Uncertainty momentum position velocity

[jackxxny]

Homework Statement

I have a dilemma. My problem states that an electron that is in position 2.34 nm along the x axis, travels along the x-axis with a certain speed (A) and a with the uncertainty in the velocity (B). I am asked to calculate the minimum uncertainty in the position.

Homework Equations

I know

delta(x)*delta(P)>= hbar/2
delta(P)= delta(v)*(mass electron)

for delta(v) I'm going to use the B

The Attempt at a Solution

I have done this

delta (x) = (hbar)/2*(delta(v))*(mass electron)

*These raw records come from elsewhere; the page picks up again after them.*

PR #1446, opened 2017-09-26
New hooks: at_before_get, at_before_give, at_before_drop

FlutterSprite:
This PR adds three new hooks to the default object: at_before_get, at_before_give, and at_before_drop. By default, they simply return True - however, they can be made to execute additional code before an object is gotten, given, or dropped, and can even prevent the action from occurring if they return False or None.

I've often run into the problem of wanting to more easily be able to prevent getting/dropping/giving objects based on circumstance - especially for contribs, where I want to override as little default code as possible. Several in the IRC chat expressed that these hooks would be helpful as well when I brought up the issue.

This change should be backwards compatible - developers who've overloaded their get / give / drop commands with their own custom versions won't run into any problems, but will have to update their code to reference the new hooks if they want to make use of them.


FlutterSprite:
There! All ready to go!

Griatch:
Thanks for the contrib! I'll need to ponder this a little bit, especially together with other hook API fixes in the pipeline. So I'll get back to you soon!

chainsol:
I know you'll still have to ponder this - but I would already find these hooks very useful, and they're pretty simple, at least!

Griatch:
With the `at_say` issues resolved I have looked more into these. And while I think we should generally be careful with the amount of hooks we have on the default objects specifically handling Commands, these do make sense for a vast number of game types; get/give/drop is a very basic set of actions. 
So I merged this into the `develop` branch (using git cherry-pick to avoid the spurious commits). Closing as merged. Thanks!

PR #1449, opened 2017-09-30
Corrects lock on @SetDesc

CloudKeeper1:
Typo made lock check to fail for all users.


CloudKeeper1:
Disregard. Shot the gun early.

PR #1452, opened 2017-09-30
Fix CmdSay in RPSystem contrib

### LINKED ISSUE #1451: RPSystem Contrib CmdSay Doesn't use at_say Hook.
The RPSystem Contrib overrides the CmdSay command - but hasn't been updated to use the new at_say hook, it seems.

1. Install the RPSystem contrib
2. Add the CmdSay to your character
3. Attempt to speak

Instead of your message, Character says: "None"

It seems CmdSay from RPSystem doesn't know about our new at_say hook, which isn't surprising.

chainsol:
Fixes #1451 by removing the call to room.at_say

CmdSay from the RPSystem contrib doesn't work under 0.7 - because of the change to at_say. This breaks CmdSay for anything using the RPSystem, including Ainneve.

### DIFF
--- a/evennia/contrib/rpsystem.py
+++ b/evennia/contrib/rpsystem.py
@@ -858,7 +858,7 @@ class CmdSay(RPCommand):  # replaces standard say
             return
 
         # calling the speech hook on the location
-        speech = caller.location.at_say(caller, self.args)
+        speech = self.args
         # preparing the speech with sdesc/speech parsing.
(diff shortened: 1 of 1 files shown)


Griatch:
Thanks for the PR! You are correct that `at_say` should not be called since that is these days also responsible for the actual send. The pre-say speech modification should still happen though, it's just that this has now moved to the hook `at_before_say`. I fixed that in a small commit so closing this.

chainsol:
Thanks, Griatch!

PR #1464, opened 2017-10-03
RPsystem contrib: Pass at_before_say the corrent number of arguments

amfl:

The `at_before_say` method does not accept `caller`. At present, it throws an error when you try to speak:

```
Exits: riverport(#7)
say hi
  File "/home/amfl/evennia/commands/cmdhandler.py",
line 591, in _run_command
    ret = cmd.func()
  File "/home/amfl/evennia/contrib/rpsystem.py",
line 861, in func
    speech = caller.location.at_before_say(caller, self.args)
TypeError: at_before_say() takes exactly 2 arguments (3 given)

An untrapped error occurred.
```

Introduced in 291fd6fa34080540a57524b619eb8523e283d441

### DIFF
--- a/evennia/contrib/rpsystem.py
+++ b/evennia/contrib/rpsystem.py
@@ -858,7 +858,7 @@ class CmdSay(RPCommand):  # replaces standard say
             return
 
         # calling the speech hook on the location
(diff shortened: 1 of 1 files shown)


Griatch:
Thanks!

my question is, i don't need the position and the velocity then

 

[Doc Al]

I have done this

delta (x) = (hbar)/2*(delta(v))*(mass electron)

Careful with parentheses--it's hard to tell if you are multiplying or dividing by delta(P).

my question is, i don't need the position and the velocity then

That's right--you don't need that information.

 

[nlightner]

why do I need the uncertainty in both of them?



As a scientist, it is important to remember that uncertainty is a fundamental concept in quantum mechanics. The uncertainty principle states that the more precisely one quantity is known, the less precisely the other can be known. In this case, the uncertainty in position and velocity are related through the uncertainty principle. The equation you have used, delta(x)*delta(P)>= hbar/2, is a direct consequence of the uncertainty principle. Therefore, it is necessary to consider the uncertainty in both position and velocity in order to calculate the minimum uncertainty in position. This allows us to understand the limitations of our knowledge and make accurate predictions about the behavior of particles at the quantum level.